Wherever "runner" turns up in the entries, copy out the line that holds it.

Data supplied =
================

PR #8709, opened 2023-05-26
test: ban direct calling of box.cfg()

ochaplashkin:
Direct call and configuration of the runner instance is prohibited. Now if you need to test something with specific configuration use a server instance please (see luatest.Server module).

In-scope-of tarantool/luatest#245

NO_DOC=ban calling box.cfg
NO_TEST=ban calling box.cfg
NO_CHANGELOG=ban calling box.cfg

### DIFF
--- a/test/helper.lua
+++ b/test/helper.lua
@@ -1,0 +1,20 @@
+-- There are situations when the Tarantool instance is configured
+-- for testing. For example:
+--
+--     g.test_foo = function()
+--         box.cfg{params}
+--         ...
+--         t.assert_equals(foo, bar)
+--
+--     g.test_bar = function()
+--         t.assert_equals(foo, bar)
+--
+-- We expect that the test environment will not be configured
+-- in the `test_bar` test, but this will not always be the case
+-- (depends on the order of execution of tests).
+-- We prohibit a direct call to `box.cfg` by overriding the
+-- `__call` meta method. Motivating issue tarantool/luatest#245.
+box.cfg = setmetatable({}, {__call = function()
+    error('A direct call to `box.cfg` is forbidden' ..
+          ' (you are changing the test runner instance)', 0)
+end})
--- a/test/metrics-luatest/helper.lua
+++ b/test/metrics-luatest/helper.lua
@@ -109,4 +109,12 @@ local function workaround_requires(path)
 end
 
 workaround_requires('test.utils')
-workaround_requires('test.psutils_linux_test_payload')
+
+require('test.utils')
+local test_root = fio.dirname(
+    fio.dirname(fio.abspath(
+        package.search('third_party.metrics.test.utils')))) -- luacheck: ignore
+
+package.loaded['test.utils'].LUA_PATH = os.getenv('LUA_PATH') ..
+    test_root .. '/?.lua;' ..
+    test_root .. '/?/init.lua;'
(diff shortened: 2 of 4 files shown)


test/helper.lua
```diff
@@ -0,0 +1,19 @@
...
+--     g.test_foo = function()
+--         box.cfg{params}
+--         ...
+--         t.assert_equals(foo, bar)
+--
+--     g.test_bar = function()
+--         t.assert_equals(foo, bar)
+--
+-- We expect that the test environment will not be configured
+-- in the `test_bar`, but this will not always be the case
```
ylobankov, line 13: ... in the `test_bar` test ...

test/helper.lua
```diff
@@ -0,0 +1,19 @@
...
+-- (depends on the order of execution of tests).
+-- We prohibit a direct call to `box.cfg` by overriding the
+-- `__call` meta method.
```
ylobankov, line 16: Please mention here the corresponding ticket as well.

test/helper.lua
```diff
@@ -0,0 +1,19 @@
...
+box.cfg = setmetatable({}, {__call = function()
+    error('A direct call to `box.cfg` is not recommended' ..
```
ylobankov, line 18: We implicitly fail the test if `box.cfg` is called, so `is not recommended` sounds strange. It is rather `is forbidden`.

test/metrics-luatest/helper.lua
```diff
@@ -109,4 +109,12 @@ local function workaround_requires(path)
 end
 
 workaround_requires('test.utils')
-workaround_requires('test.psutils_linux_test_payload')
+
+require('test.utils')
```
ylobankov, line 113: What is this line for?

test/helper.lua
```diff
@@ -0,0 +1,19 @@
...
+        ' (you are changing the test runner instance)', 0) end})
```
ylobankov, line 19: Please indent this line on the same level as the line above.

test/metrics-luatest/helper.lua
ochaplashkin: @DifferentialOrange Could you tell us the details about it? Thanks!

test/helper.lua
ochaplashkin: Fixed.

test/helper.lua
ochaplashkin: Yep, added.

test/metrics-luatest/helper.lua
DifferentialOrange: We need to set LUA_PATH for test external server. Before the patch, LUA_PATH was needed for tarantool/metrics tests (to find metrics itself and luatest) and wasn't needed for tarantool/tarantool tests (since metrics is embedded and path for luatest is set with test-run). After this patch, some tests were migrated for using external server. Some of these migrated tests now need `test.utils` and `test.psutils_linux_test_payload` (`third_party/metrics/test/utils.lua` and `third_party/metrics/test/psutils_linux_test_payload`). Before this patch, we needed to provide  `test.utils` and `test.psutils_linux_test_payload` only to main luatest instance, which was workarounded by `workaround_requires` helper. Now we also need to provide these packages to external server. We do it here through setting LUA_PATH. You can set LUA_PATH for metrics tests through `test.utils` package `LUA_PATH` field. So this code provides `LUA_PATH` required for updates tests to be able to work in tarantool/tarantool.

================

The answer =
Direct call and configuration of the runner instance is prohibited. Now if you need to test something with specific configuration use a server instance please (see luatest.Server module).
+          ' (you are changing the test runner instance)', 0)
+        ' (you are changing the test runner instance)', 0) end})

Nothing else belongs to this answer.